Certaines marques ont déjà pris ce virage, et ont remis l'humain au centre. A Londres, l’espace Situ Live offre une démonstration des codes expérientiels du moment. Les vendeurs sont appelés des « acteurs ». Choisis pour leurs softs-skills plutôt que pour leur expérience de vente, ils racontent une histoire autour d’un univers de produits multimarques. Un récit qui rend l’expérience riche et crée une affinité avec la marque au travers de son représentant.

De même, pour sa réouverture, La Samaritaine a fait le choix peu commun de vendeurs salariés de l'établissement, rompant ainsi avec une tradition de représentants de marques, uniquement compétents sur leur propre stand. La fluidité et l’expérience se créent alors autour du lieu, et la connivence entre visiteurs et représentants du magasin prédomine.

Quant à Oh My Cream, une Digital Native Vertical Brand réputée pour son Art du conseil, elle voit les consommatrices affluer depuis la réouverture de ses boutiques, à la recherche des conseils des ambassadrices de la marque.
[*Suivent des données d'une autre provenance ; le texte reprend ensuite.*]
PR #1234, opened 2021-01-06
D.O. download API draft access check, ref #13436

mcantelon:
Added check, to API endpoint for downloading master digital objects, to make sure user has draft access if the digital object's information object isn't published.

### DIFF
--- a/plugins/arRestApiPlugin/modules/api/actions/informationobjectsDownloadDigitalObjectAction.class.php
+++ b/plugins/arRestApiPlugin/modules/api/actions/informationobjectsDownloadDigitalObjectAction.class.php
@@ -39,6 +39,17 @@ class ApiInformationObjectsDownloadDigitalObjectAction extends QubitApiAction
       throw new QubitApiNotAuthorizedException;
     }
 
+    // Check, if I.O. isn't published, that user is authorized to access drafts
+    $publicationStatusId = $this->resource->getPublicationStatus()->statusId;
+
+    if (
+      $publicationStatusId != QubitTerm::PUBLICATION_STATUS_PUBLISHED_ID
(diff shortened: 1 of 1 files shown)


tw4l:
Hi @mcantelon, thanks for submitting this! The code looks good to my eyes but the permissions check doesn't seem to be working as expected when I test it in my development environment.

I created two draft IOs as an admin user with attached DOs (one externally linked, one uploaded), and then attempted to download the DOs from the admin user (success) as well as from a new user with permissions that shouldn't allow it (screenshots below, this also worked though it shouldn't):

Screenshot of non-admin user

Screenshot of non-admin user permissions

I was seeing something similar in my first steps at attempting this development before the holidays. Maybe something about the `QubitAcl::check($this->resource, 'viewDraft')` check isn't working quite as expected? Can you replicate this on your end?

mcantelon:
Weird... when I tried to replicate your test things seems to work for me (doing a request to the endpoint via the web browser rather than curl)... the user with "view draft" deny wasn't able to download the digital object. I create the non-admin user I added it to the "translator" group then clicked on "Archival description permissions" then "edit" then set "view draft" to "deny". Was that how you created your test user (just asking in case there's some edge case at work with a user being created a certain way)?

tw4l:
Super weird! That's exactly how I created my test user. I think it might have had something to do with my local development environment.

I tried out this branch on the PDT Mills AtoM test site and it's working as expected there. Given that it's working on a proper deploy and the code looks good, I'm going to say this LGTM. Thanks again!

tw4l (approved):

mcantelon:
Awesome... Thanks @tw4l !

L’omnicanal et le phygital vont perdurer. Mais fort d’émotions, l’humain crée une connexion réelle et personnelle dont les capacités d’influence « IRL » sont égales voire supérieures à celles des réseaux sociaux. Dans un monde digital lisse, il vient apporter la friction nécessaire à un parcours client mémorable et devient la force qui unit les aspects physiques et numériques. 

A propos de l'auteur :
Initialement basée à Londres au sein de l’agence Fitch, Dominique Bonnafoux rejoint le studio parisien de Landor & Fitch en tant que Directrice de la Stratégie d’Expérience. Désireuse d’asseoir son expertise retail et de la déployer sur le marché français, elle a intégré les équipes de Paris en 2021 pour guider les projets de transformation des plus grandes marques à travers la conception et le déploiement de stratégies multicanales et design expérientiel ; et ainsi créer des expériences uniques, hors des sentiers battus, qui répondent aux attentes et aux exigences des consommateurs d’aujourd’hui et de demain.